In the aftermath of the trade that brought Tyson Chandler and Raymond Felton to the Dallas Mavericks, Rick Carlisle seemed to believe he’d still have players such as Vince Carter and perhaps even Shawn Marion on his roster. That all changed when the Mavs decided to sign Rockets small forward Chandler Parsons to a three-year, $46 million offer sheet.
Carlisle will once again try to win with several new parts, including 34-year-old Rashard Lewis. The former Heat power forward redefined himself as a three-point specialist for the Heat last season and Carlisle believes he’ll be a key player off the bench for the Mavs. On Wednesday, Carlisle was asked if this feels like the same thing he’s gone through the past three seasons with adding several new faces.
"Yeah, it feels the same," Carlisle told 103.3 FM’s The Afternoon Show with Cowlishaw and Mosley. "That’s all right.
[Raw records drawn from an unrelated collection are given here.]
PR #1795, opened 2014-04-15
Last step in removing the Mail System module

### LINKED ISSUE #1759: Remove mailsystem from profile and make

### LINKED ISSUE #1794: Mail System Module removal - part II
For part one see:
https://github.com/DoSomething/dosomething/pull/1778

After part I the Mail System module is no longer a dependency for the DoSomething User module. The Mail System module can now be safely disabled and removed.

deezone:
Fixes #1794
Fixes #1759

Last step in removing the Mail System module.

The Mail System module has been disabled and uninstalled on both the production and staging sites.


aaronschachter:
:+1:

PR #1804, opened 2014-04-15
Admin campaign status page

### LINKED ISSUE #1802: campaign status page - show character limit violators
need an admin status page that lists all campaigns that have titles over 20 characters and all campaigns that have call to action over 65 characters.

aaronschachter:
Creates a page `admin/content/campaign-status` to resolve #1802


angaither:
:+1:

angaither:
Would be cool if this status was shown on the node itself as well

Issue #74, opened 2013-10-29
Valid Address API


aaronschachter:
Use service like USPS to validate that an address is legit.  Should be an external DS Library to be used by any webapp / app.

barryclark:
This isn't necessary for the mailing work this sprint, @angaither, but is a "nice to have" if you get time.

mikefantini:
@barryclark @angaither after chatting with @Bladt sounds like we should definitely try to get this in this sprint as it's a huge time/money suck if we don't have it. Going to put it into this sprint as medium priority.

angaither:
[USPS](https://www.usps.com/business/web-tools-apis/address-information.htm)
- free
- only takes xml
- no geocode

[Geocode.io](http://geocod.io/)
-  2,500 queries/day 
- takes json
- geocodes & has 'accuracy indicator' on addresses 
- @desmondmorris is all about it

![](http://f.cl.ly/items/0R1N1Q1F1H0L3i1L3Z1V/Screen%20Shot%202014-03-24%20at%204.37.02%20PM.png)

[Google](https://developers.google.com/maps/documentation/geocoding/)
- 2,500 queries/day
- json/xml
- geocodes

DFurnes:
Potential bullet point to add to the Google list: "The Geocoding API may only be used in conjunction with a Google map; geocoding results without displaying them on a map is prohibited."

mikefantini:
removed the comment from #1539 so that we keep that to styling and keep discussions on this issue about whether to validate client side or server side

angaither:
I think we should handle the actual address parsing on the client side, this way we know invalid addresses aren't saved with the user. We can handle asking 'is this what you meant' before the data is saved. 
@DFurnes thoughts?

DFurnes:
This should be a check on the sever-side before the data is saved to the user's profile then, right?

Client-side validation is really just a nice way to help the user catch errors without wasting their time on a full page reload. We shouldn't be relying on it to prevent bad data from hitting the database, since it won't run if a user has JavaScript disabled, or scripts don't load due to an error, etc.

DFurnes:
If we're caching these validations on the server, we can make an AJAX call to that check on client-side so the page doesn't have to refresh if the user needs to make any changes.

Let's chat on Monday about how we should handle this so we're all on the same page. :)

angaither:
AJAX call FTW. I'm on it. 

[...]

PR #1812, opened 2014-04-15
Validate address on form

angaither:
- parses XML from the UPS api
- form errors on address validation
- js errors on lack of first, last name.

TODO: make sure the errors appear in the collection modal.

Refs #74

### DIFF
--- a/lib/modules/dosomething/dosomething_user/dosomething_user_valid_address.inc
+++ b/lib/modules/dosomething/dosomething_user/dosomething_user_valid_address.inc
@@ -40,7 +40,7 @@ function dosomething_user_ups_api_settings($form, &$form_state) {
  *  User ID
  *
  */
-function dosomething_user_validate_address($uid) {
+function dosomething_user_validate_user_address($uid) {
   $user = user_load($uid);
   $address = $user->field_address[LANGUAGE_NONE][0];
   $first_name = $user->field_first_name[LANGUAGE_NONE][0]['value'];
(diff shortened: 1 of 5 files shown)


lib/modules/dosomething/dosomething_user/dosomething_user_valid_address.inc
```diff
@@ -118,10 +206,10 @@ function dosomething_user_compile_ups_xml($first_name, $address) {
  * @return string
  *   XML string
  */
-function dosomething_user_compile_xml_address($first_name, $address) {
+function dosomething_user_compile_xml_address($first_name, $last_name, $address) {
 
   $addr_xml = array(
-    'ConsigneeName' => $first_name, // Name
+    'ConsigneeName' => $first_name . $last_name, // Name
```
aaronschachter: Does this need a space? `$first_name . ' ' . $last_name` ?

aaronschachter:
Looks ok, except for question above.  

Pretty sure we'll want to revisit the error and success messages, we should create an issue to determine what the copy should be.

lib/modules/dosomething/dosomething_user/dosomething_user_valid_address.inc
```diff
@@ -48,13 +48,101 @@ function dosomething_user_validate_address($uid) {
...
+
+/**
+ * Parse XML results from UPS api.
+ *
+ * @param array $xml
+ *  XML results from the UPS api.
+ * @return array $address
+ *  A address array in the format the addressfield expects.
+ */
+function dosomething_user_parse_xml_results($xml) {
```
aaronschachter: Not critical, but I think it'd make sense to add `ups` into the function name when the functions relate specifically to UPS things. `dosomething_user_parse_ups_xml_results`

PR #1823, opened 2014-04-16
Update address validation errors

### LINKED ISSUE #1817: Address field validation errors needed
### Client Side
- [ ] if no first name/after first name 
- [ ] if no last name/after last name
### Server Side
- [ ] ambiguous address (ie we think you meant this)
- [ ] no results (no choices came back form UPS api)

@mikefantini

angaither:
Fixes #1817

I'm already mad this is in two functions.


aaronschachter:
Good ones. :+1:

PR #1826, opened 2014-04-16
Signup Data Form: Display submitted copy

### LINKED ISSUE #1806: action page (address collection) - post-form-submission state
If a user has submitted a form requesting we send them stuff (i.e. banners for Comeback Clothes) we should prevent them from submitting that form a second time.

If I have already requested banners, I should still see the link to trigger the address collection modal. However, when I click on the link the modal I see should hide the address fields and the copy from the "form copy" field and instead give me a message saying "We received your request blah blah blah".

@aaronschachter I assume you'd rather have this be a standard message across all rather than being another field. Definitely open to trying to start but I feel like for Thumb Wars we'll run into a bunch of questions, but happy to tackle that if/when it comes if you'd prefer. Let me know what you think.

If we do go with just one standard message, for now let's do "You requested your package on [time stamp in the form of Month, xxst/nd/rd/th] and it's on it's way! Questions? Fill out our contact us at the bottom of the page and we'll get right back to you."

aaronschachter:
Fixes #1806

### DIFF
--- a/lib/modules/dosomething/dosomething_signup/dosomething_signup.signup_data_form.inc
+++ b/lib/modules/dosomething/dosomething_signup/dosomething_signup.signup_data_form.inc
@@ -86,6 +86,12 @@ function _dosomething_signup_node_signup_data_form(&$form, &$form_state) {
     '#title' => t('Confirmation message'),
     '#default_value' => $values['confirm_msg'],
   );
+  $form[$fieldset]['config'][$prefix . 'form_submitted_copy'] = array(
+    '#type' => 'textarea',
+    '#title' => t('Form submitted copy'),
+    '#default_value' => $values['form_submitted_copy'],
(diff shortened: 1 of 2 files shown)


lib/modules/dosomething/dosomething_signup/dosomething_signup.signup_data_form.inc
```diff
@@ -138,15 +146,32 @@ function dosomething_signup_node_signup_data_form_submit(&$form, &$form_state) {
...
     '#suffix' => '</h2>',
   );
+  // Load signup entity.
+  $signup = signup_load(dosomething_signup_exists($nid));
+  // If the user has submitted form already:
+  if ($timestamp = $signup->signup_data_form_timestamp) {
+    // Get filtered form_submitted_copy.
+    $copy = dosomething_signup_filter_form_submitted_copy($config['form_submitted_copy'], $timestamp);
+    // Display the form submitted copy:
+    $form['submitted_copy'] = array(
```
angaither, line 161: default might be nice?

angaither:
Looks ok though :+1:

Issue #1801, opened 2014-04-15
[Campaign Finder] Subpixel rendering issue with campaign boxes


weerd:
At certain sizes of the browser, the campaign boxes sometimes clear and cause gaps due to subpixel rendering issues. Need to find a solution; potentially force a few clear-fixes on specific boxes. Likely use nth-child() to address clearing box, and ignore the support for IE8...

joolaay:
@weerd I'm actually seeing a lot of these gaps when other people open the finder - maybe you can talk me through this so I understand properly?

weerd:
@julielorch sure. It's a browser specific issue. Sometimes happens on certain browsers more than others. We can discuss further :)

barryclark:
I think this got fixed, right @weerd?

DFurnes:
Yup, this was fixed by #1835.

barryclark:
Thanks @DFurnes

PR #1835, opened 2014-04-16
Fixing the block that doesn't clear stuff.

weerd:
Addresses stuff in #1801 but should take another look.


barryclark:
:+1:

DFurnes:
:racehorse:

It’s great to inject new blood to a team. You wanna have good players and we’ve got some guys who are really good. We’re gonna be OK. Whatever happens with our roster to start the year, I know that we’ll also continue to get the roster better as the season goes along. We’re always opportunistic. I also believe that this is really one of the byproducts of the new CBA two and a half years ago … that there is more player movement and you’re not going to have the same kind of continuity you once had. Look at Miami. We’ll see more of this kind of stuff."
Though he wouldn’t want to bring it up himself, Carlisle is one of the main reasons Mark Cuban and Donnie Nelson are comfortable churning this roster on an annual basis. They’ve had to be flexible after missing out on Deron Williams, Dwight Howard and Carmelo Anthony the past three seasons. Last year’s Plan B worked out extremely well with Monta Ellis becoming a borderline All-Star caliber player for the Mavs. And even though Dallas had to overpay for Parsons, it’s not as crazy as it seems because Dirk Nowitzki and Ellis are playing on team-friendly contracts. Carlisle raved about Nowitzki’s willingness to sacrifice in order to help the Mavs put better players around him. The fact that his contract reportedly came in at three years, $25 million was remarkable when you consider what he would’ve been worth on the open market.
Carlisle and the Mavs had been impressed with Parsons since he entered the league three seasons ago. For a creative coach like Carlisle, Parsons offer a lot of different possibilities.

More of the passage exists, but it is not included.